Ultra 10-Year U.S. Treasury Note Futures

  • 4 Jan 2016
  • By CME Group

The introduction of Ultra 10-Year T-Note futures is expected to provide at least three benefits to users.In response to market participant demand for a futures contract that enables hedging and spreading at the 10-year maturity point on the Treasury yield curve, the Exchange has announced the introduction of Ultra 10-Year U.S. Treasury Note futures and companion options.  These contracts will be listed for trading Monday, January 11, 2016, pending certification of terms and conditions with the Commodity Futures Trading Commission and completion of all regulatory review periods.  

Ultra 10-Year Note Futures:  What’s Deliverable

Ultra 10-Year T-Note futures will be fulfilled by physical delivery of original-issue 10-year Treasury notes with remaining terms to maturity between 9 years 5 months and 10 years.  For practical purposes, delivery-eligible CUSIPs for any given contract delivery month will be limited to the three most recently issued 10-year Treasury notes:  the on-the-run, the old, and the double-old.   This ensures simultaneously that the contract will be a close proxy for forward-starting cash 10-year Treasury note exposures, and that it will adhere to the established, familiar structure and pricing conventions of the CBOT Treasury futures complex.

At the prevailing pace of issuance of 10-year Treasury notes, the aggregate face value of the three CUSIPs eligible for delivery into an expiring Ultra 10-Year T-Note contract typically will be around $177 bln.  This signifies ample deliverable supply, especially given that only a minuscule fraction of open interest in expiring Treasury futures – historically, around 3.5 percent – tends to go to delivery.  (For instance, the historical median volume of expiring 10-Year Treasury Note (TY) futures taken to delivery is approximately 16,000 contracts, or $1.6 bln of face value of deliverable grade Treasury notes.) 

Because Treasury futures contracts that go to delivery tend to be fulfilled by delivery of the corresponding cheapest-to-deliver (CTD) note or bond issue, it is instructive to consider the supply of the futures contract’s CTD issue, rather than the face value of the entire deliverable supply.

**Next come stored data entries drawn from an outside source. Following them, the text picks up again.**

PR #1846, opened 2023-02-07
RSDK-1250 Switch from native jpeg library to libjpeg

Rob1in:
Change the library that is used by camera server and client to encode and decode jpeg.


components/camera/server_test.go
```diff
@@ -45,15 +45,17 @@ func TestServer(t *testing.T) {
...
 	test.That(t, err, test.ShouldBeNil)
 
-	img := image.NewNRGBA(image.Rect(0, 0, 4, 4))
+	img := image.NewRGBA(image.Rect(0, 0, 4, 4))
 	var imgBuf bytes.Buffer
 	test.That(t, png.Encode(&imgBuf, img), test.ShouldBeNil)
 	var imgBufJpeg bytes.Buffer
-	test.That(t, jpeg.Encode(&imgBufJpeg, img, nil), test.ShouldBeNil)
+
+	test.That(t, libjpeg.Encode(&imgBufJpeg, img, &libjpeg.EncoderOptions{Quality: 75}), test.ShouldBeNil)
```
kharijarrett, line 53: We should standardize our compression quality to be the same (looks like 90) everywhere. I think you can decode this with the same options if you need to make the test still pass

rimage/image_file.go
```diff
@@ -262,11 +268,26 @@ func DecodeImage(ctx context.Context, imgBytes []byte, mimeType string) (image.I
 	if returnLazy {
 		return NewLazyEncodedImage(imgBytes, mimeType), nil
 	}
-	img, _, err := image.Decode(bytes.NewReader(imgBytes))
-	if err != nil {
-		return nil, err
+	switch mimeType {
+	case "":
```
kharijarrett, line 272: Think you can/should combine these by doing...  case "", ut.MimeTypeJPEG :

rimage/image_file.go
```diff
@@ -309,8 +329,17 @@ func EncodeImage(ctx context.Context, img image.Image, mimeType string) ([]byte,
...
-			return nil, err
+		switch v := img.(type) {
+		case *Image:
+			imgRGBA := image.NewRGBA(bounds)
+			ConvertToRGBA(imgRGBA, v)
+			if err := libjpeg.Encode(&buf, imgRGBA, &libjpeg.EncoderOptions{Quality: 75, DCTMethod: libjpeg.DCTIFast}); err != nil {
+				return nil, err
+			}
+		default:
+			if err := libjpeg.Encode(&buf, img, &libjpeg.EncoderOptions{Quality: 75, DCTMethod: libjpeg.DCTIFast}); err != nil {
```
kharijarrett, line 340: I'm assuming you tried and can't simply use a *rimage.Image directly even though it fulfills the image.Image interface.

kharijarrett (changes requested):
Love these changes. Just added some small nitpicky stuff.

edaniels:
@Rob1in when this is ready can you add me as a reviewer?

components/camera/server_test.go
edaniels: I agree, we can refactor to common encode/decode

rimage/image_file.go
```diff
@@ -350,6 +379,18 @@ func fastConvertRGBA(dst *Image, src *image.RGBA) {
 	}
 }
 
+// ConvertToRGBA converts an rimage.Image type image to image.RGBA.
+func ConvertToRGBA(dst *image.RGBA, src *Image) {
```
edaniels, line 383: This may be for another PR, but we can probably speed this up by getting the source array all at once and inline some code and avoid calling a lot of functions per pixel. That being said, we should benchmark that bit but I imagine it could result in some single digit % boost.

edaniels (changes requested):
I think we can do a bit of DRY that Khari mentioned. Also, please consult with @Otterverse on how we plan to have this work cross platform.

rimage/image_file.go
Rob1in: Exactly. The functions that are encoding are different from one color model to another.

rimage/image_file.go
Rob1in: done

kharijarrett (approved):
LGTM!!

bhaney (approved):

bhaney:
Make sure you did manual testing of this branch, too. And that you were able to stream JPEG from a webcam

bhaney:
@Otterverse Is there anything in the build scripts on in the etc/ directory that would need to be changed in order to make sure libjpeg is included?

edaniels (approved):
LGTM once James weighs in. I think you should file a ticket for the ConvertToRGBA perf

Otterverse:
> @Otterverse Is there anything in the build scripts on in the etc/ directory that would need to be changed in order to make sure libjpeg is included?

Building from this branch (make server) shows a new dependency on libjpeg.so.62 (I ran ldd against the built binary) which is being provided by the libjpeg62-turbo package. So that probably needs to be added to the two appimage recipes. I suspect that's all that's needed in RDK itself. The homebrew formula likely needs a dependency on jpeg-turbo as well.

With market yields well under 6 percent (the yield level that the Exchange uses to standardize conversion factors for determination of Treasury futures delivery invoice prices), the CTD issue for an expiring Ultra 10-Year T-Note contract is likely to be the double-old 10-year note.  Given that 10-year note issues are routinely sized around $66 bln, this would make the CTD for the Ultra 10-Year T-Note contract the largest CUSIP eligible for delivery into any CBOT Treasury Note or Bond future.   Exhibit 1 illustrates by comparison of face values of CUSIPs that are currently CTD for Treasury futures for March 2016 delivery.

Exhibit 1

Exhibit 1 CBOT Treasury Note and Bond Futures – Projected Sizes of CTD Issues for Mar 2016 Contracts

Differences Matter

Because the Ultra 10-Year T-Note contract is likely to track price dynamics at around the 9-1/2 year point on the Treasury yield curve, it should provide a strong complement to other members of the Treasury Note and Bond futures suite.   To see this, consider that the flagship 10-Year T-Note (TY) futures contract currently tracks price dynamics at roughly the 7-year term-to-maturity point, while the Classic Bond (US) futures reflects price movements at around 20 years.

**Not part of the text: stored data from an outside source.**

PR #1847, opened 2023-02-07
[RSDK-1845] Make 'lazy' encoding default on camera/server.go and client.go

bazile-clyde:
~~Did a sanity test by making sure we could stream images in the app and added automated tests. I'm assuming that because `GetImage` takes a `*pb.GetImageRequest` we'll always expect it to update our request, otherwise, why take a pointer? So I added to a test makes sure that our request's MIME type is appended with _lazy_. If that is not a safe assumption I can delete the test. Unless we can mock a call to `camera.ReadImage` I'm not sure of a better way to test this.~~

~~My understanding of [camera.client.Read](https://github.com/viamrobotics/rdk/blob/main/components/camera/client.go#L50-L72) is that its `GetImage` call will always be received by the server's `GetImage` call I modified below. If this is _not_ the case then I'll add some code in `camera.client.Read` to ensure its MIME type is appended with _lazy_ as well.~~

Edit: Ensured the server will always add `+lazy` to any requests if it isn't present and return the MIME type with `+lazy` appended to the response MIME type. The client will now always receive a lazy MIME type and skip the decoding step for `Read` requests.

### DIFF
--- a/components/camera/server.go
+++ b/components/camera/server.go
@@ -90,8 +90,9 @@ func (s *subtypeServer) GetImage(
 		}
 	}()
 
+	actualMIME, _ := utils.CheckLazyMIMEType(req.MimeType)
 	resp := pb.GetImageResponse{
-		MimeType: req.MimeType,
+		MimeType: actualMIME,
 	}
 	outBytes, err := rimage.EncodeImage(ctx, img, req.MimeType)
 	if err != nil {
--- a/components/camera/server_test.go
+++ b/components/camera/server_test.go
@@ -168,7 +168,7 @@ func TestServer(t *testing.T) {
 		imageReleasedMu.Lock()
 		test.That(t, imageReleased, test.ShouldBeTrue)
 		imageReleasedMu.Unlock()
-		test.That(t, resp.MimeType, test.ShouldEqual, utils.MimeTypeRawRGBALazy)
+		test.That(t, resp.MimeType, test.ShouldEqual, utils.MimeTypeRawRGBA)
 		test.That(t, resp.Image[rimage.RawRGBAHeaderLength:], test.ShouldResemble, img.Pix)
 
 		// ensure that empty mimetype request from color cam will return JPEG mimetype response
@@ -180,7 +180,7 @@ func TestServer(t *testing.T) {
 		imageReleasedMu.Lock()
 		test.That(t, imageReleased, test.ShouldBeTrue)
 		imageReleasedMu.Unlock()
-		test.That(t, resp.MimeType, test.ShouldEqual, utils.WithLazyMIMEType(utils.MimeTypeJPEG))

For a full appreciation of the distinctions, the key point of comparison is the dollar value of price change in the futures contract in response to a move of one basis point per annum in the level of market yields (ie, the dollar value of a basis point, or DV01).  As a general rule, the greater the differential between DV01s for adjacent pairs of Treasury Note and Bond futures, the less suitable they are as substitutes for one another.

Exhibit 2 exemplifies these differences via comparison of DV01s of adjacent Treasury futures for March 2016 delivery.  The TY futures DV01 is 63% greater than the DV01 for 5-Year Note (FV) futures, while the DV01 of the Ultra Bond (UB) contract is 21% larger than the US futures contact’s DV01.  In this context, the estimated DV01 of the new Ultra 10-Year T-Note future is approximately 44% greater than TY’s DV01, while the US contract DV01 is projected to be 88% greater than the Ultra 10-Year T-Note contract DV01.  

Exhibit 2

Proportional Differences in Futures DV01s, March 2016 Delivery Months

Contract Pairs: FV:TY US:UB TY:Ultra 10Y Ultra 10Y:US
%Δ DV01: 63% 21% 44% 88%

Advantages

The introduction of Ultra 10-Year T-Note futures is expected to provide at least three benefits to users.

Improved Treasury Yield Curve Trading

It will permit significant new opportunities in spread trading across the Treasury yield curve.  On launch, the exchange will enable a full suite of spreads and combinations on the CME Globex electronic trading platform, including exchange-defined intra-commodity calendar spreads, Treasury yield curve spreads against established members of the Treasury futures suite, and swap spreads versus CBOT 10-Year Interest Rate Swap futures for physical delivery. 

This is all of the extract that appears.